A business owner exploring exit strategies or business sale opportunities wants to know what to expect to earn on the sale. That sale outcome is often expressed in terms of an EBITDA multiple as a calculation of the company’s enterprise value (EV).
What is EBITDA? Earnings before interest, tax, depreciation, and amortization.
What is the EBITDA multiple? Sale price / EBITDA.
What is a good EBITDA multiple? As you might expect, many factors impact median valuation multiples by industry, including:
- Company size
- Historical performance and stability
- Industry and industry growth rate
- Profit margins
- Competitive position
- Customer concentration
- Perceived risk
- Strategic premium at sale
- And more
The table below reflects median EBITDA multiples by industrial sector in private company sales. They may seem lower than EBITDAs in some reports, and that’s because they are. Publicly held companies and very large corporations tend to be valued at higher EBITDA multiples than smaller, closely held companies.
(For example, in 2020, the average multiple of EBITDA on the S&P 500 was 14.2. That’s not really a reasonable expectation for most closely held companies.)
This is true for a number of reasons. First, higher multiples at larger businesses can reflect lower risk and higher operational efficiencies companies sometimes achieve at scale. Sales between private buyers and private sellers also tend to result in generally lower multiples than sales involving public buyers or sellers.
Even among private company sales, EBITDA multiples vary widely from one industry sector to another — and of course, as every business is different, industry sector medians should serve as a benchmark, not an expectation. |
EBITDA Multiples by Industry — Private Companies, Historical Medians
Information | 11.3 |
Mining, Quarrying, Oil & Gas Extraction | 8.6 |
Finance & Insurance | 7.8 |
Professional, Scientific, & Technical Services | 6.5 |
Manufacturing | 6.5 |
Wholesale Trade | 5.5 |
Construction | 3.9 |
Transportation & Warehousing | 3.8 |
Retail trade | 3.8 |
Real Estate, Rental & Leasing | 3.7 |
Administrative Support, Waste Management, & Remediation Services | 3.6 |
Accommodation & Food Service | 2.6 |
Overall median | 4.4 |
SOURCE: BVR, DealStats Value Index Digest, 1Q 2021
How Do Business Valuation Multiples Vary With ESOP Sales?

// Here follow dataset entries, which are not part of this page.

PR #1082, opened 2023-05-26
PHPLIB-475: Use ReadPreference string constant consistently in the code and the doc

GromNaN:
Fix PHPLIB-475
Caused by PHPC-1489
Block PHPC-1021

The `ReadPreference::RP_*` constants are deprecated and replaced by the string constants for readability.

- Replace `int` constants by their equivalent `string` constants
- Use `$readPreference->getModeString()` instead of `$readPreference->getMode()` to compare string values.

I used [rector](https://github.com/rectorphp/rector/blob/main/docs/rector_rules_overview.md#renameclassconstfetchrector) to automate the refactoring. Library users can do the same by copying the rule in `rector.php`. I have an issue to change the constructor argument from the string `"primary"` to the constant `MongoDB\Driver\ReadPreference::PRIMARY` https://github.com/rectorphp/rector/issues/7956. More rector automation expected in PHPLIB-1141.

```php
<?php // rector.php

use Rector\Config\RectorConfig;
use Rector\Renaming\Rector\ClassConstFetch\RenameClassConstFetchRector;
use Rector\Renaming\ValueObject\RenameClassConstFetch;

return static function (RectorConfig $rectorConfig): void {
    $rectorConfig->paths([
        __DIR__ . '/examples',
        __DIR__ . '/src',
        __DIR__ . '/tests',
        __DIR__ . '/tools',
    ]);

    $rectorConfig->ruleWithConfiguration(RenameClassConstFetchRector::class, [
        new RenameClassConstFetch(MongoDB\Driver\ReadPreference::class, 'RP_PRIMARY', 'PRIMARY'),
        new RenameClassConstFetch(MongoDB\Driver\ReadPreference::class, 'RP_PRIMARY_PREFERRED', 'PRIMARY_PREFERRED'),
        new RenameClassConstFetch(MongoDB\Driver\ReadPreference::class, 'RP_SECONDARY', 'SECONDARY'),
        new RenameClassConstFetch(MongoDB\Driver\ReadPreference::class, 'RP_SECONDARY_PREFERRED', 'SECONDARY_PREFERRED'),
        new RenameClassConstFetch(MongoDB\Driver\ReadPreference::class, 'RP_NEAREST', 'NEAREST'),
    ]);
};
```


tests/ClientTest.php
```diff
@@ -95,7 +95,7 @@ public function testSelectCollectionInheritsOptions(): void
         $this->assertInstanceOf(ReadConcern::class, $debug['readConcern']);
         $this->assertSame(ReadConcern::LOCAL, $debug['readConcern']->getLevel());
         $this->assertInstanceOf(ReadPreference::class, $debug['readPreference']);
-        $this->assertSame(ReadPreference::RP_SECONDARY_PREFERRED, $debug['readPreference']->getMode());
+        $this->assertSame(ReadPreference::SECONDARY_PREFERRED, $debug['readPreference']->getMode());
```
GromNaN, line 98: This assert fails. The value is the int `6`, not the string `secondaryPreferred`. 
Looking at the [driver test](https://github.com/mongodb/mongo-php-driver/blob/master/tests/manager/bug0851-001.phpt#L42), the value of `Manager::getReadPreference()` should be the one sent in options?

GromNaN: image

The inner value of `$debug['readPreference']->mode` is `secondaryPreferred`, but the method `getMode()` returns `6`.

GromNaN: I could have used `get_object_vars` to access the inner property, but I'll compare `ReadPreference` objects instead.

tests/ClientTest.php
```diff
@@ -94,8 +94,7 @@ public function testSelectCollectionInheritsOptions(): void
 
         $this->assertInstanceOf(ReadConcern::class, $debug['readConcern']);
         $this->assertSame(ReadConcern::LOCAL, $debug['readConcern']->getLevel());
```
GromNaN, line 96: I can go a step further and refactor the `ReadConcern` and `WriteConcern` assertions. Maybe in an other PR.

src/functions.php
```diff
@@ -578,7 +578,7 @@ function select_server_for_aggregate_write_stage(Manager $manager, array &$optio
 
     /* If there is either no read preference or a primary read preference, there
      * is no special server selection logic to apply. */
-    if ($readPreference === null || $readPreference->getMode() === ReadPreference::RP_PRIMARY) {
+    if ($readPreference === null || $readPreference->getMode() === ReadPreference::PRIMARY) {
```
GromNaN, line 581: Thanks Psalm for the trigger. Getting the primary mode integer without using the constant could be done like this, but I feel this is not optimal.
```suggestion
    static $primaryMode;
    $primaryMode = $primaryMode ?? (new ReadPreference(ReadPreference::PRIMARY))->getMode();
    
    if ($readPreference === null || $readPreference->getMode() === $primaryMode) {
```

I notice this function is not covered by tests.

docs/reference/method/MongoDBClient-selectCollection.txt
```diff
@@ -72,7 +72,7 @@ with a custom read preference:
        'test',
        'users',
        [
-           'readPreference' => new MongoDB\Driver\ReadPreference('primaryPreferred'),
+           'readPreference' => new MongoDB\Driver\ReadPreference(MongoDB\Driver\ReadPreference::PRIMARY_PREFERRED),
```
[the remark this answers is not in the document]
jmikola: I don't feel strongly about this as the strings values are often used as-is in connection strings (similar to "majority" for write concerns). This may makes the example code harder to read in the docs UI since there's no wrapping, but we already have that problem for method signatures.

That said, the UI issue is a separate issue we'll need to address down the line (such as guidelines on wrapping and splitting method declarations across multiple lines for readability).

rector.php
```diff
@@ -0,0 +1,29 @@
...
+        __DIR__ . '/examples',
+        __DIR__ . '/src',
+        __DIR__ . '/tests',
+        __DIR__ . '/tools',
+        __FILE__,
+    ]);
+
+    // ReadPreference::RP_* constants are deprecated in favor of the string constants
+    $rectorConfig->ruleWithConfiguration(RenameClassConstFetchRector::class, [
+        new RenameClassConstFetch('MongoDB\Driver\ReadPreference', 'RP_PRIMARY', 'PRIMARY'),
```
jmikola, line 18: I haven't used rector before, but are class names typically string literals or should you prefer something like `MongoDB\Driver\ReadPreference::class`? I assume what you have here may be preferable to avoid any dependency on the extension itself.

rector.php
```diff
@@ -0,0 +1,29 @@
...
+use Rector\Renaming\Rector\ClassConstFetch\RenameClassConstFetchRector;
+use Rector\Renaming\ValueObject\RenameClassConstFetch;
+
+return static function (RectorConfig $rectorConfig): void {
+    $rectorConfig->paths([
+        __DIR__ . '/examples',
+        __DIR__ . '/src',
+        __DIR__ . '/tests',
+        __DIR__ . '/tools',
+        __FILE__,
```
jmikola, line 13: What's the logic for including the configuration file itself?

tests/SpecTests/TransactionsSpecTest.php
```diff
@@ -324,7 +324,7 @@ private static function killAllSessions(): void
         }
 
         $manager = static::createTestManager();
-        $primary = $manager->selectServer(new ReadPreference('primary'));
+        $primary = $manager->selectServer(new ReadPreference(ReadPreference::PRIMARY));
```
jmikola, line 327:
```suggestion
        $primary = $manager->selectServer();
```

Since PHPC 1.11, [`selectServer()`](https://www.php.net/manual/en/mongodb-driver-manager.selectserver.php#refsect1-mongodb-driver-manager.selectserver-changelog) defaults to a primary read preference. Feel free to refactor any calls like this to simply use no arguments.

Related issue is [PHPC-1937](https://jira.mongodb.org/browse/PHPC-1937). I realize this is unrelated to the PR, so you can consider leaving this as-is and just making these changes in a separate PR if you prefer. Up to you if you'd like to track that in a separate PHPLIB ticket that references PHPC-1937.

Additionally, this may be something you can implement with refactor.

tests/SpecTests/PrimaryStepDownSpecTest.php
```diff
@@ -292,7 +292,7 @@ private function waitForPrimaryReelection(): void
 
             return;
         } catch (DriverException $e) {
-            $this->client->getManager()->selectServer(new ReadPreference('primary'));
+            $this->client->getManager()->selectServer(new ReadPreference(ReadPreference::PRIMARY));
```
jmikola, line 295:
```suggestion
            $this->client->getManager()->selectServer();
```

tests/SpecTests/PrimaryStepDownSpecTest.php
```diff
@@ -267,12 +267,12 @@ private function dropAndRecreateCollection(): void
 
     private function getTotalConnectionsCreated(?Server $server = null)
     {
-        $server = $server ?: $this->client->getManager()->selectServer(new ReadPreference('primary'));
+        $server = $server ?: $this->client->getManager()->selectServer(new ReadPreference(ReadPreference::PRIMARY));
```
jmikola, line 270:
```suggestion
        $server = $server ?: $this->client->getManager()->selectServer();
```

tests/SpecTests/PrimaryStepDownSpecTest.php
```diff
@@ -208,7 +208,7 @@ public function testGetMoreIteration(): void
         $totalConnectionsCreated = $this->getTotalConnectionsCreated();
 
         // Send a {replSetStepDown: 5, force: true} command to the current primary and verify that the command succeeded
-        $primary = $this->client->getManager()->selectServer(new ReadPreference(ReadPreference::RP_PRIMARY));
+        $primary = $this->client->getManager()->selectServer(new ReadPreference(ReadPreference::PRIMARY));
```
jmikola, line 211:
```suggestion
        $primary = $this->client->getManager()->selectServer();
```

tests/Operation/WatchFunctionalTest.php
```diff
@@ -165,7 +165,7 @@ public function testNextResumesAfterConnectionException(): void
          * a socket timeout that is less than the change stream's maxAwaitTimeMS
          * option. */
         $manager = static::createTestManager(null, ['socketTimeoutMS' => 50]);
-        $primaryServer = $manager->selectServer(new ReadPreference(ReadPreference::RP_PRIMARY));
+        $primaryServer = $manager->selectServer(new ReadPreference(ReadPreference::PRIMARY));
```
jmikola, line 168:
```suggestion
        $primaryServer = $manager->selectServer();
```

tests/Operation/FindAndModifyFunctionalTest.php
```diff
@@ -115,7 +115,7 @@ public function provideUpdatePipelines(): array
     public function testManagerReadConcernIsOmitted(): void
     {
         $manager = static::createTestManager(null, ['readConcernLevel' => 'majority']);
-        $server = $manager->selectServer(new ReadPreference(ReadPreference::RP_PRIMARY));
+        $server = $manager->selectServer(new ReadPreference(ReadPreference::PRIMARY));
```
jmikola, line 118:
```suggestion
        $server = $manager->selectServer();
```

tests/FunctionalTestCase.php
```diff
@@ -611,7 +611,7 @@ private static function getUriWithoutMultipleMongoses(): string
         }
 
         $manager = static::createTestManager($uri);
-        if ($manager->selectServer(new ReadPreference(ReadPreference::RP_PRIMARY))->getType() !== Server::TYPE_MONGOS) {
+        if ($manager->selectServer(new ReadPreference(ReadPreference::PRIMARY))->getType() !== Server::TYPE_MONGOS) {
```
jmikola, line 614:
```suggestion
        if ($manager->selectServer()->getType() !== Server::TYPE_MONGOS) {
```

tests/FunctionalTestCase.php
```diff
@@ -305,15 +305,15 @@ protected function getFeatureCompatibilityVersion(?ReadPreference $readPreferenc
 
     protected function getPrimaryServer()
     {
-        return $this->manager->selectServer(new ReadPreference(ReadPreference::RP_PRIMARY));
+        return $this->manager->selectServer(new ReadPreference(ReadPreference::PRIMARY));
```
jmikola, line 308:
```suggestion
        return $this->manager->selectServer();
```

composer.json
```diff
@@ -18,8 +18,9 @@
         "symfony/polyfill-php80": "^1.27"
     },
     "require-dev": {
-        "squizlabs/php_codesniffer": "^3.7",
         "doctrine/coding-standard": "^11.1",
+        "rector/rector": "^0.16.0",
```
jmikola, line 22:
```suggestion
        "rector/rector": "^0.16",
```

Is there any significance of the trailing `.0`? I don't recall offhand if `^` has different rules for pre-1.0 versions or not (where this might instead prohibit 0.17+).

rector.php
```diff
@@ -0,0 +1,29 @@
...
+    ]);
+
+    // ReadPreference::RP_* constants are deprecated in favor of the string constants
```
jmikola, line 16: Consider adding a reference to https://jira.mongodb.org/browse/PHPC-1489 and optionally https://jira.mongodb.org/browse/PHPC-1021.

jmikola (changes requested):

rector.php
GromNaN: Code updated. That's better for code analysis, and the C extension is not required: `::class` constants are resolved at compile time.

tests/SpecTests/TransactionsSpecTest.php
GromNaN: The fact that "primary" is the default value is not mentioned in the stub. It makes sense to me now.
I updated many other places in tests.

> Additionally, this may be something you can implement with refactor.

I'm not sure Rector can do that. Search/replace was good enough.

docs/reference/method/MongoDBClient-selectCollection.txt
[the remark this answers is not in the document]
GromNaN: The other way was done in https://github.com/mongodb/mongo-php-library/commit/dea346e48c8b8b44ae193371b3e225a3a979274e#diff-f631b3b3beb6be1d2034cda96ac452537b5827b20a04c64b45c86179ec7c29b8R75

This would be more concise with class imports (`use` statements), and that's how developers write their code in the end. But that's not how the doc is written.

composer.json
GromNaN: Before 1.0, that's more safe to stay with `^0.16.0` which is equivalent to `>= 0.16.0 < 0.17.0`
https://getcomposer.org/doc/articles/versions.md#caret-version-range-
> For pre-1.0 versions it also acts with safety in mind and treats ^0.3 as >=0.3.0 <0.4.0 and ^0.0.3 as >=0.0.3 <0.0.4.

docs/reference/method/MongoDBClient-selectCollection.txt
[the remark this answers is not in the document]
jmikola: Aye, we tend to avoid `use` statements in the docs since they're often snippets and not complete PHP files. The flip side of that is needing to refer to things by their FQCNs all the time.

If you're OK to I think that's best. I think the users that care will find the constants and use them, but readability is in the best interest of our docs audience.

tests/SpecTests/TransactionsSpecTest.php
jmikola: > The fact that "primary" is the default value is not mentioned in the stub.

I reckon that's because we'd need to provide a constructed ReadPreference object as the default value, and that's not supported AFAIK. Instead, we just have `null` as a default and some supporting documentation.

composer.json
jmikola: Aye, that's what I was thinking of. Thanks for confirming.

rector.php
```diff
@@ -0,0 +1,33 @@
...
+return static function (RectorConfig $rectorConfig): void {
+    $rectorConfig->paths([
+        __DIR__ . '/examples',
+        __DIR__ . '/src',
+        __DIR__ . '/tests',
+        __DIR__ . '/tools',
+    ]);
+
+    /**
+     * ReadPreference::RP_* constants are deprecated in favor of the string constants
```
jmikola, line 16: Thinking about this some more. I know the change was helpful for implementing the PR, but does this make sense as a permanent change in the Rector configuration?

The constants are technically only interchangeable in the ReadPreference constructor, and I don't see anything here that limits the replacement to that context. Hypothetically, if someone else was using the original constants with an integer type hint, applying this rule could yield invalid code, no?

jmikola (approved):
One question about whether we should remove the rector rule. I defer to your decision there.

Reverting the RST docs to use string literals SGTM.

Provisional LGTM with those two items addressed.

rector.php
GromNaN: I'll track the rector config in this PR description and remove rector from this PR.

docs/reference/method/MongoDBClient-selectCollection.txt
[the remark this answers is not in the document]
GromNaN: Reverted.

Before diving into the finer details of EBITDA multiples and expected sale outcomes, it’s important to look at valuation methods, and how the theoretical “value” or price of a company is determined. An expected third-party sale price and a fair market value in an ESOP sale are determined in slightly different ways.
Typically, a buyer determines “enterprise value” (EV) as such:
EV = market capitalization + market value of long-term and short-term debt – cash and equivalents
An ESOP’s value, on the other hand, because a third party buyer is not part of the transaction, and because the company becomes employee-owned via an ESOP trust, looks at debt and cash differently, so business value is calculated in this way:
ESOP Value = market capitalization – long-term debt + excess working capital [aka cash]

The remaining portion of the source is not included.